WHAT THE TASK REQUIRES: Return only the lines running from the top of the entries to the line with "- route OAuth", inclusive, exactly as written.

THE INPUT:
Issue #4471, opened 2026-07-17
GROK授权登录的接口生图偏离根本对不上啊，是工具问题还是sub平台问题


Yangshengyi035717:
官方生图没问题，下面官方网页版的

<img width="1360" height="846" alt="Image" src="https://github.com/user-attachments/assets/3ddec291-80fb-48b3-9d58-ffc0d700fa03" />

这是用的中转，这给我生的是啥，图2也看出调用image模型
1.
<img width="827" height="1131" alt="Image" src="https://github.com/user-attachments/assets/73fe2825-43af-48ef-8681-63753ef871fe" />
2.

<img width="1618" height="176" alt="Image" src="https://github.com/user-attachments/assets/1ab639b6-0f99-4710-8681-7a85dcd9d50f" />

Yangshengyi035717:
有没有人遇到同样的问题

Rotor1996:
一样的bro

cshxql:
同样遇到了，头大！

Yangshengyi035717:
> 同样遇到了，头大！

没更新前还能用，就是今天更新了就用不了了

cshxql:
> > 同样遇到了，头大！
> 
> 没更新前还能用，就是今天更新了就用不了了

应该不是更新导致的，我最近都没更新过，突然就这样了，应该是官方动了啥

Yangshengyi035717:
> > > 同样遇到了，头大！
> > 
> > 
> > 没更新前还能用，就是今天更新了就用不了了
> 
> 应该不是更新导致的，我最近都没更新过，突然就这样了，应该是官方动了啥

那还是寄托sub2来做优化适配吧

heathermhuang:
This appears to be the same API-only prompt-divergence symptom tracked in #4420: generation works in the official web UI, while the API returns an unrelated image.

#4474 addresses two relevant gateway-side failure modes: it normalizes legacy `image_url` references to xAI's current `url` payload shape, and it prevents OAuth accounts with a recorded weekly or monthly billing `403` from receiving new media-generation requests. Accounts that return HTTP 200 but are known to produce fallback media can be quarantined explicitly with `extra.grok_media_eligible=false`.

The PR is open and CI is green, but it has not been merged or released upstream yet.

cshxql:
这个PR，没有跟最新版本发布，啥时候发布这个呀？

cshxql:
[...]

PR #4433, opened 2026-07-16
fix(grok): repair OAuth media and compatibility regressions

heathermhuang:
## Summary

Repair the Grok regressions reported after the recent OAuth routing changes:

- route OAuth image/video traffic through the official xAI API so large Base64 image-to-video bodies no longer hit the CLI proxy body limit;
- preserve the CLI proxy as the primary text/account-test route, but retry only the exact replayable OAuth `403 Access denied` compatibility response against the official API;
- advertise Grok 4.5 reasoning-effort capabilities in `/v1/models` for Grok Build clients.

## Root cause and scope

- #4412 regressed when OAuth media was pinned back to `cli-chat-proxy.grok.com`; the proxy rejects large Base64 request bodies. Media now uses `api.x.ai` while explicit non-default custom media hosts remain supported.
- #4420 began in the same media-routing window. Restoring the official media route avoids the affected proxy behavior for image generation as well as video.
- #4419 and #4421 report the CLI proxy returning `403 Access denied` for credentials that can remain valid on the official API. The fallback is deliberately narrow: exact CLI host, OAuth bearer request, CLI identity header, replayable body, exact 403 body marker, and one successful 2xx retry. Other 403s and failed fallbacks preserve the original response.
- #4409 was a model-discovery contract gap: Grok model entries did not expose the reasoning-effort fields consumed by Grok Build.

## Validation

- focused Grok service/repository/handler tests
- `go test -tags=unit ./... -count=1`
- `go vet ./...`
- `git diff --check`
- private production canary on both Grok OAuth and API-key groups:
  - `/v1/models` capability metadata
  - Responses API with `reasoning.effort=high`
  - image generation
  - large-Base64 image-to-video generation and completion
  - usage-log account/group attribution
  - disposable API-key deletion and 401 confirmation

Fixes #4409
Fixes #4412
Fixes #4419
Fixes #4421
Refs #4420

Issue #4421, opened 2026-07-16
super grok账号在sub2上面403，但是在网页上面又能用什么问题


Yangshengyi035717:
重新授权登录也是403
<img width="890" height="618" alt="Image" src="https://github.com/user-attachments/assets/71aa9beb-8f44-4060-b64a-93e98a5111d2" />

<img width="283" height="149" alt="Image" src="https://github.com/user-attachments/assets/74beded5-51fb-4951-bf4e-317c8f674ab1" />

Peanut13:
你是试用账号吗？好像现在试用账号直登grok build也不行

Yangshengyi035717:
订阅的和试用的

Peanut13:
我试了目前7天订阅的不行，正常订阅的可以用，可能xai那边在调整？

Yangshengyi035717:
今天才开始的好像，我昨天还能用7天的，今天突然就用不了了

Yangshengyi035717:
<img width="482" height="571" alt="Image" src="https://github.com/user-attachments/assets/ae73b8ff-e6f3-45ed-b3d7-e8d38d5b9a37" />

Yangshengyi035717:
<img width="468" height="158" alt="Image" src="https://github.com/user-attachments/assets/485eb420-a459-445d-b79b-23b4479cc8e6" />

cczuishuai233:
回退到 0.151可以用  别用最新版

Yangshengyi035717:
> 回退到 0.151可以用 别用最新版

回退那其他平台的是不是也会出bug

CoolLiuzw:
> 回退到 0.151可以用 别用最新版

真的吗？不是 grok 限制吗？

Yangshengyi035717:
> > 回退到 0.151可以用 别用最新版
> 
> 真的吗？不是 grok 限制吗？

只有少数部分能用，但是大部分都有问题

heathermhuang:
We need to distinguish a genuine xAI account or subscription restriction from this Sub2API compatibility regression.

#4433 handles one narrow case: an OAuth request receives `403 Access denied` from the CLI proxy, but the same credential remains valid against the official API. A successful fallback is only returned when the request can be safely replayed, the response matches that marker, and the official API retry succeeds. Expired accounts, missing entitlements, and other 403 responses still fail normally, so this does not bypass genuine subscription restrictions.

[...]

Issue #4420, opened 2026-07-16
我的grok生图感觉有自己的想法


Rotor1996:
说小猫，给灯塔，关键三天两头给同样的图。 今天上午开始出现的

heathermhuang:
The timing of this report matches the OAuth media-routing regression window: a later OAuth security change sent image requests back through the CLI proxy instead of the official Imagine API.

#4433 restores official-API routing for OAuth media while preserving API-key and custom-host behavior. In a private production canary, both OAuth and API-key image requests returned HTTP 200. The requests used different prompts, produced distinguishable outputs with different SHA-256 hashes, and both subsequent image-to-video requests reached `done`.

This addresses the routing regression. If repeated fixed images still occur after the fix is merged, please provide a new prompt, timestamp, and request ID so an upstream generation issue can be investigated separately from routing.

Fix PR: #4433

put-go:
我今天也遇到了，我通过规律发现是那些便宜的周卡订阅会有这个问题，换成正价账号就没有这个问题了

put-go:
@heathermhuang  我使用最新版本复测后确认，该问题会在部分特定订阅账号上稳定出现。

例如提示词明确要求“小猫跳舞”，但任务几乎瞬间生成成功，返回的内容却与提示词和原图明显不符。多次测试后发现，结果似乎是在少量已有视频中随机选取或拼接，更像是触发了某种降级或兜底逻辑，而非正常执行视频生成任务。

我已经通过邮件发送了详细的复现过程，以及可用于复现问题的 Grok 测试账号。

pxj2026:
补充：同样遇到相同问题，这部分账号在网页上生视频是正常的，但走API生成就会出现生成完全无关的视频。唯一异常是 weekly/monthly billing 查询都返回 403 Access denied。但网页上确实是supergrok。

heathermhuang:
I opened #4474 with two focused fixes:

1. Grok media requests now normalize legacy `image_url` references to xAI's current `url` payload shape for `image`, `images`, `reference_images`, and `mask`.
2. New image/video generation uses a media-only eligibility gate. OAuth accounts with a recorded weekly or monthly billing `403` are excluded automatically, while chat and existing video status lookups remain available.

[...]

PR #4484, opened 2026-07-17
fix(grok): preserve media eligibility in scheduler cache

heathermhuang:
## Summary

- Preserve `grok_media_eligible` and `grok_billing_snapshot` in the scheduler's slim Redis account metadata.
- Keep Grok media eligibility decisions consistent between fresh database reads and cached scheduler reads.
- Add regression coverage for an explicit media override and for a forbidden weekly/monthly billing observation.

## Why

#4474 added Grok media eligibility filtering, but `filterSchedulerExtra` still dropped the two fields consumed by `GrokMediaGenerationEligibility`. After the scheduler cache warmed, an OAuth account could therefore become eligible for media again even though the database record still marked it ineligible.

This follow-up keeps only the two small routing fields needed by the scheduler; unrelated account metadata remains filtered out.

## Verification

- `go test -tags=unit ./internal/repository ./internal/service`
- `go vet -tags=unit ./internal/repository ./internal/service`
- `git diff --check origin/main..HEAD`
- `gitleaks git --log-opts='origin/main..HEAD'`
- Controlled cache-path E2E: text remained available, ineligible OAuth image/video requests were rejected before upstream dispatch, API-key media remained routable, and account/cache state was restored afterward.

Follow-up to #4474.

Related reports: #4420, #4471, #4421, #4419, #4412, #4433.

### DIFF
--- a/backend/internal/repository/scheduler_cache.go
+++ b/backend/internal/repository/scheduler_cache.go
@@ -961,6 +961,8 @@ func filterSchedulerExtra(extra map[string]any) map[string]any {
 		"auto_pause_7d_disabled",
 		"model_rate_limits",
 		service.UpstreamBillingProbeExtraKey,
+		service.GrokMediaEligibleExtraKey,
+		"grok_billing_snapshot",
 	}
 	filtered := make(map[string]any)
 	for _, key := range keys {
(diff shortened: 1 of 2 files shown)


Yangshengyi035717:
希望推送下更新

PR #4506, opened 2026-07-17
fix(deploy): make the redis command flags take effect

coo1white:
In `deploy/docker-compose.yml`, the redis `command` is one quoted script given to the inner `sh -c`. Docker compose keeps the newlines inside the quoted string, so `redis-server` on the first line runs as a complete command with no flags at all — the `--save` / `--appendonly` / `--appendfsync` lines after it are silently never applied.

You can see it on any deploy of this file: `redis-cli CONFIG GET appendonly` says "no", though `--appendonly yes` is right there in the command.

The fix is trailing `\` line continuations, which fold the script back into one command. Checked with redis:7-alpine: `appendonly` is now "yes" and `save` is "60 1".

### DIFF
--- a/deploy/docker-compose.yml
+++ b/deploy/docker-compose.yml
@@ -241,12 +241,16 @@ services:
         hard: 100000
     volumes:
       - redis_data:/data
+    # The command is one quoted script for the inner `sh -c`. Compose keeps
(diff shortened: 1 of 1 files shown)


coo1white:

PR #4507, opened 2026-07-17
fix(docker): cross-compile the image instead of running Go under QEMU

coo1white:
Building the image for another arch (e.g. `--platform linux/amd64` on an Apple-Silicon Mac) runs the whole Node and Go toolchain under QEMU emulation, because the builder stages have no `--platform`. That is slow, and the emulated networking kept dropping `go mod download` with `unexpected EOF` on big module zips.

Two changes, both build-time only:

1. Pin `frontend-builder` and `backend-builder` to `$BUILDPLATFORM` and cross-compile: add `TARGETOS` / `TARGETARCH` args and set them on `go build`. The binary is `CGO_ENABLED=0`, so this is a clean pure-Go cross-compile with no emulation on the heavy stages. The frontend output is JS (arch-neutral), so building it on the host arch is safe too.

2. Add go module and build cache mounts, so a retry after a network blip goes on from where it stopped instead of re-fetching every zip.

The runtime image and app behavior are unchanged. Same-arch builds are unchanged too — `BUILDPLATFORM` equals the target there.

### DIFF
--- a/Dockerfile
+++ b/Dockerfile
@@ -18,7 +18,9 @@ ARG NPM_CONFIG_REGISTRY=
 # -----------------------------------------------------------------------------
 # Stage 1: Frontend Builder
 # -----------------------------------------------------------------------------
-FROM ${NODE_IMAGE} AS frontend-builder
+# --platform=$BUILDPLATFORM: the frontend output is JS (arch-neutral), so build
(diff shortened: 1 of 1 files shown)


coo1white:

SOLUTION FOR THIS EXERCISE:
Issue #4471, opened 2026-07-17
GROK授权登录的接口生图偏离根本对不上啊，是工具问题还是sub平台问题


Yangshengyi035717:
官方生图没问题，下面官方网页版的

<img width="1360" height="846" alt="Image" src="https://github.com/user-attachments/assets/3ddec291-80fb-48b3-9d58-ffc0d700fa03" />

这是用的中转，这给我生的是啥，图2也看出调用image模型
1.
<img width="827" height="1131" alt="Image" src="https://github.com/user-attachments/assets/73fe2825-43af-48ef-8681-63753ef871fe" />
2.

<img width="1618" height="176" alt="Image" src="https://github.com/user-attachments/assets/1ab639b6-0f99-4710-8681-7a85dcd9d50f" />

Yangshengyi035717:
有没有人遇到同样的问题

Rotor1996:
一样的bro

cshxql:
同样遇到了，头大！

Yangshengyi035717:
> 同样遇到了，头大！

没更新前还能用，就是今天更新了就用不了了

cshxql:
> > 同样遇到了，头大！
> 
> 没更新前还能用，就是今天更新了就用不了了

应该不是更新导致的，我最近都没更新过，突然就这样了，应该是官方动了啥

Yangshengyi035717:
> > > 同样遇到了，头大！
> > 
> > 
> > 没更新前还能用，就是今天更新了就用不了了
> 
> 应该不是更新导致的，我最近都没更新过，突然就这样了，应该是官方动了啥

那还是寄托sub2来做优化适配吧

heathermhuang:
This appears to be the same API-only prompt-divergence symptom tracked in #4420: generation works in the official web UI, while the API returns an unrelated image.

#4474 addresses two relevant gateway-side failure modes: it normalizes legacy `image_url` references to xAI's current `url` payload shape, and it prevents OAuth accounts with a recorded weekly or monthly billing `403` from receiving new media-generation requests. Accounts that return HTTP 200 but are known to produce fallback media can be quarantined explicitly with `extra.grok_media_eligible=false`.

The PR is open and CI is green, but it has not been merged or released upstream yet.

cshxql:
这个PR，没有跟最新版本发布，啥时候发布这个呀？

cshxql:
[...]

PR #4433, opened 2026-07-16
fix(grok): repair OAuth media and compatibility regressions

heathermhuang:
## Summary

Repair the Grok regressions reported after the recent OAuth routing changes:

- route OAuth image/video traffic through the official xAI API so large Base64 image-to-video bodies no longer hit the CLI proxy body limit;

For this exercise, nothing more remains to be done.